The past few days my sweet husband who has the patience of, I can't even say Job, because that's too over-used to make my point of how much patience my husband has, and I am so blessed to be the recipient of. Well, he has been out of town, in a time where I wondered why God's timing allowed for that since I was in my "bad depressed state of mind." However, this week, through being literally on my knees before my creator, in a humble adoration and a heart full of need and desperation for God, I truly found Him.
This might be a stretch of an example, but with the college girls I feel like I have this recurring theme song (really it's just a saying, but theme song sounds so much more fun) and it goes like this, "In Light of Eternity…"
In Light of Eternity…does it really matter that you aren't going to see your boyfriend for a week?
In Light of Eternity…does it really matter that you made a "C" on a test instead of a "B"?
In Light of Eternity…does it really matter that your boss is making you work 2 Saturdays in a row?
In Light of Eternity…does it really matter that the guy you were interested in likes someone else?
In Light of Eternity…it absolutely matters that the guy you like doesn't know Jesus!
In Light of Eternity…if we believe what we say we believe, that Jesus is who He says He is, the Son of God, who came to rescue us from the domain of darkness and through His death, burial, and resurrection bring us into His marvelous light. If He redeems broken, sinful, and wretched people, reconciling us to God the Father. The same God that moves mountains, parts seas, walks on water, brings dead men to life, makes blind to see, lame to walk, and says that He works for the good of those who love Him and are called according to His purpose, so that He might get glory and we can be raised up with Him in life and joy and perfect peace and glory. In Light of Eternity do I desire God's glory above all else and if I do, then In Light of Eternity...
I use this so much that it has become second nature to me and I say it, because I do know the weight of the statement, but I don't think I always believe it for myself at first. What I mean is, for it to be such an overused statement in my own vocabulary, I forget to ask myself that question sometimes and I forget to remind myself of the power of the one true God who brings dead men to life.
So, I found myself asking…
In Light of Eternity…does it matter that all these things are happening that aren't how I thought they should go?

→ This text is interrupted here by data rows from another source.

PR #1625, opened 2014-08-27
Use hiddenTextArea to generate inputs for IText - POC

vamo89:
I had problems with some inputs at iText that need two separated keystrokes, like discussed at https://github.com/kangax/fabric.js/issues/1175.
I'm not sure if I can solve the problem for Mac way of doing this, but for linux/windows I have a solution that may clean a lot of code and complexity from itext_key_behavior.mixin.js.

That's the idea: instead of listening some basic events like 'keypress' to handle input and mapping all user possible actions, we can let the textarea handle it and get it's input. In that way, the only thing that we've to care is keeping the caret at right position.

I made a POC to know if you have interest in changing the aproach. Chars like 'áéíâô' are now accepted. It works like an textarea. I didn't yet implement ctrl+left/right arrow, so in that case cursor become wrong-placed. 

If you have interest, I can continue development focusing on chrome/linux, and I hope some help to fix the behavior for others browsers/OS.
If you don't, I'll just create a new fabric class at my code and use this aproach, because it's easier for latin languages inputs.

### DIFF
--- a/src/mixins/itext_key_behavior.mixin.js
+++ b/src/mixins/itext_key_behavior.mixin.js
@@ -12,9 +12,7 @@ fabric.util.object.extend(fabric.IText.prototype, /** @lends fabric.IText.protot
     fabric.document.body.appendChild(this.hiddenTextarea);
 
     fabric.util.addListener(this.hiddenTextarea, 'keydown', this.onKeyDown.bind(this));
-    fabric.util.addListener(this.hiddenTextarea, 'keypress', this.onKeyPress.bind(this));
-    fabric.util.addListener(this.hiddenTextarea, 'copy', this.copy.bind(this));
-    fabric.util.addListener(this.hiddenTextarea, 'paste', this.paste.bind(this));
+    fabric.util.addListener(this.hiddenTextarea, 'input', this.onInput.bind(this));
 
     if (!this._clickHandlerInitialized && this.canvas) {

In Light of Eternity…does it matter that my expectations aren't being met the way I thought they should be?
In Light of Eternity…
In Light of the Gospel of Jesus Christ, my assured Hope, and my redeeming Savior,
In Light of the cross, and the resurrection…
In Light of the Holy, Matchless, Almighty, King of Kings, Lord of Lords, Alpha and Omega, Beginning and End, Messiah, Prince of Peace, Risen and Conquering King,
In Light of JESUS…where am I placing my trust? Where am I placing my hope? Do my actions or reactions to all the stresses of life, and all the sorrow I have faced bring glory to my Father?
Today I am at a place that, well, I just have to sit at the foot of the cross of my Savior and humbly lay EVERYTHING down.
My unknowing of what's He has next.
I am so thankful that "In Light of Eternity" and "In Light of Jesus" I can lay EVERYTHING down at the throne and trust and know that God is in control. He works for my good, and He uses me to bring glory to His name. He is a loving and just God that desires for us to know Him. He is a merciful and gracious Lord, that keeps every promise He's ever made. He is Love, and therefore can love me and love through me with perfect love that is so patient and kind, doesn't envy or boast, isn't arrogant, doesn't keep a record of wrongs, and absolutely never fails.
In Light of Eternity…I am thankful for opportunities to desparately desire and desparately depend of the God of the entire universe to raise me up and heal me when I am broken.